> [REQUIREMENT]
Report back every line of the entries that contains "function", exactly as written.

= Beginning of Section =

PR #5974, opened 2024-06-03
fix(core): profile avatar upload should not return 400 error

charIeszhao:
## Summary

The profile avatar upload is currently down on Logto Cloud. Need to update this body guard in order to adjust the breaking change of the `ky` lib.

## Testing

Pending Cloud dev testing

## Checklist

~~- [ ] `.changeset`~~
~~- [ ] unit tests~~
~~- [ ] integration tests~~

### DIFF
--- a/packages/core/src/routes-me/user-assets.ts
+++ b/packages/core/src/routes-me/user-assets.ts
@@ -57,13 +57,15 @@ export default function userAssetsRoutes<T extends AuthedMeRouter>(...[router]: 
     '/user-assets',
     koaGuard({
       files: object({
-        file: uploadFileGuard,
+        file: uploadFileGuard.array().min(1),
       }),
       response: userAssetsGuard,
     }),
     async (ctx, next) => {
-      const { file } = ctx.guard.files;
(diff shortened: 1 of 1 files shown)


simeng-li (approved):
LGTM

packages/core/src/routes-me/user-assets.ts
```diff
@@ -57,13 +57,15 @@ export default function userAssetsRoutes<T extends AuthedMeRouter>(...[router]:
...
+        file: uploadFileGuard.array().min(1),
       }),
       response: userAssetsGuard,
     }),
     async (ctx, next) => {
-      const { file } = ctx.guard.files;
+      const { file: bodyFiles } = ctx.guard.files;
 
+      const file = bodyFiles[0];
+      assertThat(file, 'guard.invalid_input');
```
darcyYe, line 68: I think this assertion is duplicated with zod guard `.min(1)` in line 60.

charIeszhao: Discussed offline and let's move on. This assertion is to make TypeScript happy, since TypeScript has no context of the zod body guard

= End of Section =

> [PROBLEM SOLUTION]
@@ -57,13 +57,15 @@ export default function userAssetsRoutes<T extends AuthedMeRouter>(...[router]: 
@@ -57,13 +57,15 @@ export default function userAssetsRoutes<T extends AuthedMeRouter>(...[router]:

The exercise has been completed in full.